(Stored data entries)
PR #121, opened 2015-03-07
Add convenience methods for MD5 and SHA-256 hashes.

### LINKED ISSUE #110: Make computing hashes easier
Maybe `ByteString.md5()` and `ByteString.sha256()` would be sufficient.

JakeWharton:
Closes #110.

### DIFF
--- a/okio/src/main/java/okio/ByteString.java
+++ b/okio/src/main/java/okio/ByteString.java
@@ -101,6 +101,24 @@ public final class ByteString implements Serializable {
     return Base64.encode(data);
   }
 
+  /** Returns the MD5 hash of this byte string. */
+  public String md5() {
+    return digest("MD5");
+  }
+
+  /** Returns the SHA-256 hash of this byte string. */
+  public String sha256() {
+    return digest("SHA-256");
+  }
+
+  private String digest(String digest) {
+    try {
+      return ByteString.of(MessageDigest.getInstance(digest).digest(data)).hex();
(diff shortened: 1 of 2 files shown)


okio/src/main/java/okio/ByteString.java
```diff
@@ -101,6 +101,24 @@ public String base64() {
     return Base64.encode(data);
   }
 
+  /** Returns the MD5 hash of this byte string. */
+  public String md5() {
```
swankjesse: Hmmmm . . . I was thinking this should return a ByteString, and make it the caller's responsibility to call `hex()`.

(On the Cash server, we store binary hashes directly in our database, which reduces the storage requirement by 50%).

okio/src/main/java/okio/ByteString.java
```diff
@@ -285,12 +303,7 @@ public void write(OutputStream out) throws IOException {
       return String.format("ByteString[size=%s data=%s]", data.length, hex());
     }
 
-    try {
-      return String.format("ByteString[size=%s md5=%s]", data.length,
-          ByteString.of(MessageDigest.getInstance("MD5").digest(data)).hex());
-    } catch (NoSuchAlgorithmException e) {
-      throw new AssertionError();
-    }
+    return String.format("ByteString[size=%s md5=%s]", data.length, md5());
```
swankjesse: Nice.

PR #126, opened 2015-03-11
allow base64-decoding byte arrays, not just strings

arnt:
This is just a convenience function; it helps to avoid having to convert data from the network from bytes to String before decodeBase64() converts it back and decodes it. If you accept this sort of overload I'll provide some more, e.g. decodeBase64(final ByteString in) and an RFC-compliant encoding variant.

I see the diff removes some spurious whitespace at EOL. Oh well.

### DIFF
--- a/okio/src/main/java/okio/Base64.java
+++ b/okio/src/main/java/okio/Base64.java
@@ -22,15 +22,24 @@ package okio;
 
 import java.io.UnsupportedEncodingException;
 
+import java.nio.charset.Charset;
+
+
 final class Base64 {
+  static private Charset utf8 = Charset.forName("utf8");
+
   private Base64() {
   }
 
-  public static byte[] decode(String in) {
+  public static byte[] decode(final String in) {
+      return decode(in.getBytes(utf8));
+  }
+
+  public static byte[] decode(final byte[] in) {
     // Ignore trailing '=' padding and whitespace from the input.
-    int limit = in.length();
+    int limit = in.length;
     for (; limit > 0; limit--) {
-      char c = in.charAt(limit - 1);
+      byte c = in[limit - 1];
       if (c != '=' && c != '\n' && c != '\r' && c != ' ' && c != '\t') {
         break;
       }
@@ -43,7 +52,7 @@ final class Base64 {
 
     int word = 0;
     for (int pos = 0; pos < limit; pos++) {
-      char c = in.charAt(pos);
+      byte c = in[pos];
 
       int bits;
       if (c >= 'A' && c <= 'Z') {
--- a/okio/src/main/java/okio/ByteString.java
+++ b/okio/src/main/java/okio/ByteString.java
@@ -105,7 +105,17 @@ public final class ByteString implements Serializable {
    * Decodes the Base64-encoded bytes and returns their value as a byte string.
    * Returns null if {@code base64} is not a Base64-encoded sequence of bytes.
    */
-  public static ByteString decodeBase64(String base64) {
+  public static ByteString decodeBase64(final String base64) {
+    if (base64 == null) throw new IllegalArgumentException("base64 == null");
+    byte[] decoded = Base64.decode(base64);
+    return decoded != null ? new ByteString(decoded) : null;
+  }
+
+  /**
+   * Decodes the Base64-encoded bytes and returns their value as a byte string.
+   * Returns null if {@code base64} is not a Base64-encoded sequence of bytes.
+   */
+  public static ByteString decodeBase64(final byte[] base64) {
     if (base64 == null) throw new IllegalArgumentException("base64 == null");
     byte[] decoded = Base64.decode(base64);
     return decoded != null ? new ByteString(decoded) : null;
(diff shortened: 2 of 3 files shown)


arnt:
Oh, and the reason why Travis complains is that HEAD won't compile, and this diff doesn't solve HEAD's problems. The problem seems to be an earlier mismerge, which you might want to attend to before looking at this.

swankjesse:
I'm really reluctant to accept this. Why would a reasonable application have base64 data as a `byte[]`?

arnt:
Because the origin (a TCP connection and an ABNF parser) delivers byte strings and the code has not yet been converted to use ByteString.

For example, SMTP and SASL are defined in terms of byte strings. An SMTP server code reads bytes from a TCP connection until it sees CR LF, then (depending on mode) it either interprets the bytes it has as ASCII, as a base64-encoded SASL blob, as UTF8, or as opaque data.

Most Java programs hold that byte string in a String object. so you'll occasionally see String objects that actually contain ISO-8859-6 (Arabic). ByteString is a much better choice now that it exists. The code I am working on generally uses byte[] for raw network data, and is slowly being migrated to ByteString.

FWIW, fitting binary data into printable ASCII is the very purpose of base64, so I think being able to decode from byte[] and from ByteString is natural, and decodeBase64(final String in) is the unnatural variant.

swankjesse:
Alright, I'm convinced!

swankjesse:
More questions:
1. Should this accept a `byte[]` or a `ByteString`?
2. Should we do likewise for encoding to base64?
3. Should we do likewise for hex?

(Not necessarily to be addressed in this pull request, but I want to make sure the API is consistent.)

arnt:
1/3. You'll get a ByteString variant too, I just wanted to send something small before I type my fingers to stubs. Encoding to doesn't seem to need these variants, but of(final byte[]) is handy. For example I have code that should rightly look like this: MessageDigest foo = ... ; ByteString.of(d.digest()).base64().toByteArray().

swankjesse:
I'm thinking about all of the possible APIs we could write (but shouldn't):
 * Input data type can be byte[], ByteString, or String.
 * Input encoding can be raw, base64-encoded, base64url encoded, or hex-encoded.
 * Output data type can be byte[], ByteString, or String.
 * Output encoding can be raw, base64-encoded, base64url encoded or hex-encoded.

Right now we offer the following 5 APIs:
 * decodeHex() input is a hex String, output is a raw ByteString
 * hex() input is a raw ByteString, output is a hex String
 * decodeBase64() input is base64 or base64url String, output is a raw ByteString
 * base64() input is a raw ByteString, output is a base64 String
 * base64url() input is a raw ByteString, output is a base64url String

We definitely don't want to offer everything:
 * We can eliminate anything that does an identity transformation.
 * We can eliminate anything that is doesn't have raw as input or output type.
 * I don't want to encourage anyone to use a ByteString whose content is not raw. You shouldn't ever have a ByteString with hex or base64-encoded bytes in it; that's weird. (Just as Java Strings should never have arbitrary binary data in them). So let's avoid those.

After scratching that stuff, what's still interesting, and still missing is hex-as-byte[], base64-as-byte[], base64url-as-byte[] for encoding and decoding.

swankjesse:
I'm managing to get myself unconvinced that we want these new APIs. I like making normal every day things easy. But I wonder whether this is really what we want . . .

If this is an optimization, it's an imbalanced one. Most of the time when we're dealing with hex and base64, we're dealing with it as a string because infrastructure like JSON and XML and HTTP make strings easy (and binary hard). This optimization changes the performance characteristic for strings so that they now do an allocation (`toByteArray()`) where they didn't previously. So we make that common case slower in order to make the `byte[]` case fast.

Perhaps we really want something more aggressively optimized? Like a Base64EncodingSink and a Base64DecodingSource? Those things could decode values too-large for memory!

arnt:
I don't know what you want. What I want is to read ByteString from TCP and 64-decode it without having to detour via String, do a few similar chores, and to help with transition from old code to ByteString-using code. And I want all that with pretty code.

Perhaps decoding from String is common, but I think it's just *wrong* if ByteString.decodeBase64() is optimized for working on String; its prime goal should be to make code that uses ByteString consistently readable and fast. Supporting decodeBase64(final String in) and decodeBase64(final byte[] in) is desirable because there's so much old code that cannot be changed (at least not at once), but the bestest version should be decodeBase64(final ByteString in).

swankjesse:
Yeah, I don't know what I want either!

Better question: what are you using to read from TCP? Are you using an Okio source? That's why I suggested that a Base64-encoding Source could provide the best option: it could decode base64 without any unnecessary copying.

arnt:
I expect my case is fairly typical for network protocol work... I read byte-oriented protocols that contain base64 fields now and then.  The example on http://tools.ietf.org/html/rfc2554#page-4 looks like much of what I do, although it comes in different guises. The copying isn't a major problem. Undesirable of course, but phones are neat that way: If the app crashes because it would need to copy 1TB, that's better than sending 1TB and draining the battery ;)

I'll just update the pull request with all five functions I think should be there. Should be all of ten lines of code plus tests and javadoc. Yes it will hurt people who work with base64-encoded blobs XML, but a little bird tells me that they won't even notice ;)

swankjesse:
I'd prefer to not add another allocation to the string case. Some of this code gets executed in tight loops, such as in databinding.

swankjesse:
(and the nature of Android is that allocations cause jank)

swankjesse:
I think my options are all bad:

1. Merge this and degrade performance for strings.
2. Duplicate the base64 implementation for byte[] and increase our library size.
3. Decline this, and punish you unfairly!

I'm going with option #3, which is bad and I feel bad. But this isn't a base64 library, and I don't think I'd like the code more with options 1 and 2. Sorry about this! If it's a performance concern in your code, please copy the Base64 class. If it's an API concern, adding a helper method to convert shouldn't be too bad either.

» **WORK ITEM**:
The word is "whitespace". Copy every line above where it appears.

» **RESPONSE BOX**:
I see the diff removes some spurious whitespace at EOL. Oh well.
     // Ignore trailing '=' padding and whitespace from the input.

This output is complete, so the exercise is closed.